Building Decision Making Models Through Language Model Regime

Paper · arXiv 2408.06087 · Published August 12, 2024

LLMs demonstrate remarkable success in generalizing across varied language tasks, inspiring a new strategy for training decision making models. Our approach, referred to as "Learning then Using" (LTU), entails a two-stage process. Initially, the learning phase develops a robust foundational decision making model by integrating diverse knowledge from various domains and decision making contexts. The subsequent using phase refines this foundation model for specific decision making scenarios. Distinct from other studies that employ LLMs for decision making through supervised learning, our LTU method embraces a versatile training methodology that combines broad pre-training with targeted fine-tuning. Experiments in e-commerce domains such as advertising and search optimization have shown that LTU approach outperforms traditional supervised learning regimes in decision making capabilities and generalization. The LTU approach is the first practical training architecture for both single-step and multi-step decision making tasks combined with LLMs, which can be applied beyond game and robot domains.

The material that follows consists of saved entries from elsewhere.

PR #2661, opened 2020-03-21
"Everything is ok" message after retrying

### LINKED ISSUE #1734: "Everything is ok"-Error message
How about adding a "Everything is ok"-Message, after restic printed a does not exist errormessage?

## Expected behavior

Load(<data/xxxxxxxxxx>, 0, 0) returned error, retrying after xxx.xxxxxxms: <data/xxxxxxxxxx> does not exist
Load(<data/xxxxxxxxxx>, 0, 0) found it after x retries: <data/xxxxxxxxxx> is ok

## Actual behavior

Load(<data/xxxxxxxxxx>, 0, 0) returned error, retrying after xxx.xxxxxxms: <data/xxxxxxxxxx> does not exist

Add another errormessage which tells your that the data was found.

yep, made me very happy that fd0 is always listening to my bullshit in IRC ;)

creativeprojects:

When a recoverable error is encountered, restic displays a warning message saying it's retrying, like this one:

`Save(<data/956b9ced99>) returned error, retrying after 357.131936ms: CreateBlockBlobFromReader: Put https://example.blob.core.windows.net/restic/data/95/956b9ced99...aac: write tcp 192.168.11.18:51620->1.2.3.4:443: write: connection reset by peer`

This message can be a little confusing because it seems like there was an error,
but we're not sure if it was actually fixed by retrying.

restic is now displaying a confirmation that the action was successful after retrying:

`Save(<data/956b9ced99>) operation successful after 1 retries`

issue https://github.com/restic/restic/issues/1734

Yes

closes #1734 

Checklist
---------

- [x] ~I have added documentation for the changes (in the manual)~

### DIFF
--- a/changelog/unreleased/issue-1734
+++ b/changelog/unreleased/issue-1734
@@ -1,0 +1,16 @@
+Enhancement: "Everything is ok" message after retrying
+
+When a recoverable error is encountered, restic displays a warning message
+saying it's retrying, like this one:
+
+Save(<data/956b9ced99>) returned error, retrying after 357.131936ms: CreateBlockBlobFromReader: Put https://example.blob.core.windows.net/restic/data/95/956b9ced99...aac: write tcp 192.168.11.18:51620->1.2.3.4:443: write: connection reset by peer
+
+This message can be a little confusing because it seems like there was an
+error, but we're not sure if it was actually fixed by retrying.
+
+restic is now displaying a confirmation that the action was successful after retrying:
+
+Save(<data/956b9ced99>) operation successful after 1 retries
+
+https://github.com/restic/restic/issues/1734
+https://github.com/restic/restic/pull/2661
--- a/cmd/restic/global.go
+++ b/cmd/restic/global.go
@@ -439,9 +439,13 @@ func OpenRepository(opts GlobalOptions) (*repository.Repository, error) {
 		return nil, err
 	}
 
-	be = backend.NewRetryBackend(be, 10, func(msg string, err error, d time.Duration) {
+	report := func(msg string, err error, d time.Duration) {
 		Warnf("%v returned error, retrying after %v: %v\n", msg, d, err)
-	})
+	}
+	success := func(msg string, retries int) {
+		Warnf("%v operation successful after %d retries\n", msg, retries)
+	}
+	be = backend.NewRetryBackend(be, 10, report, success)
 
 	// wrap backend if a test specified a hook
 	if opts.backendTestHook != nil {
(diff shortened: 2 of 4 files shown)


ifedorenko:
I think it is better to suppress transient/recoverable error messages, at least by default, and only show errors when restic decides to fail the operation.

creativeprojects:
I was scratching my head on how to see actually it in action, and I found out that replacing the `retryNotifyErrorWithSuccess` function with this one is probably the best way:

```go
func retryNotifyErrorWithSuccess(operation backoff.Operation, b backoff.BackOff, notify backoff.Notify, success func(retries int)) error {
	if success == nil {
		return backoff.RetryNotify(operation, b, notify)
	}
	retries := 0
	operationWrapper := func() error {
		// For live testing...
		if rand.Intn(9) == 0 {
			retries++
			return errors.New("Temporary failure")
		}
		//
		err := operation()
		if err != nil {
			retries++
		} else if retries > 0 {
			success(retries)
		}
		return err
	}
	return backoff.RetryNotify(operationWrapper, b, notify)
}
```

creativeprojects:
> I think it is better to suppress transient/recoverable error messages, at least by default, and only show errors when restic decides to fail the operation.

Yes I suppose that's also a possibility 🤔

jkaberg:
I agreed with @ifedorenko, I count an successfull retry as success and idealy don't want/need an message for this. Only if it fails completly.

creativeprojects:
I've committed a change: the retry messages (and ok message) should **not** be displayed in quiet mode (-q). Only a final fatal error would be sent to _stderr_.

Retry messages (and ok messages) are still displayed in normal mode (no **-q**, no **-v**)

Does that sound better?

MichaelEischer:
I've been thinking quite a bit about this issue. I'd like to keep the retry warnings as they have proven to be necessary for debugging of for example prune problems. On the other hand, they can be ignored if everything works. However, being able to debug problems is in my opinion more important, especially as one can rely on the restic's return code to be notified about serious problems. So as long as we have no way to keep some logs for later debugging I'm against hiding the retry warnings.

Regarding the "Everything is ok" message I think that it would definitely be useful. So let's limit this PR to just add a notification after a successful retry.

MichaelEischer:
I've rebased the PR and dropped the last commit to turn the warnings into verbose print statements. The main reason for that is debugability as outlined in my last comment. In addition, switching from warnings to verbose log output moves the retry warnings from stderr to stdout and would break the json output in the progress.

creativeprojects:
> switching from warnings to verbose log output moves the retry warnings from stderr to stdout and would break the json output in the progress

That's right, sorry I didn't think of that.

I'm good with this version, thanks for doing the rebase 👍🏻

MichaelEischer (approved):
LGTM.

MichaelEischer:
The last few pushes were just attempts to fix the tests. Apparently my local `go test ./...` runs and the CI had different opinions on whether the tests compile or not.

The conventional method for aligning language models with downstream tasks, such as decision making, employs supervised fine-tuning (SFT). We introduce a training paradigm named Learning then Using(LTU), with separate learning and using phase. Learning in LTU. Our approach involves an initial learning phase with continued pre-training on large language models (LLMs). Continue pre-training(CT) is widely used to enhance abilities of different domains or languages based on already well-trained large language models (Cui et al., 2023; Rozière et al., 2023). The basic idea of LTU method is LLMs are able to learn inherent patterns and statistics correlations via decision making knowledge formulated as (s, a, r). Through continued pre-training, we can integrate this collective decision making intelligence into a LLM , transforming it into a comprehensive foundation decision making model which is suitable for various downstream tasks. We construct the data format in (s, a, r) pairs as we mentioned in 3.2. We use this part of data to do an auto-regression training following the Eq 1 based on a LLM. After the learning phase, we get our foundation decision making model. Using in LTU. The using phase is a classic supervised fine-tuning phase. Supervised fine-tuning(SFT) has emerged as a powerful and effective technique to adapt pre-trained LLMs to specific downstream tasks through supervised learning. In this part, we leverage the foundation decision making model trained in learning phase and learn to predict P(r|s, a) to solve certain decision making tasks.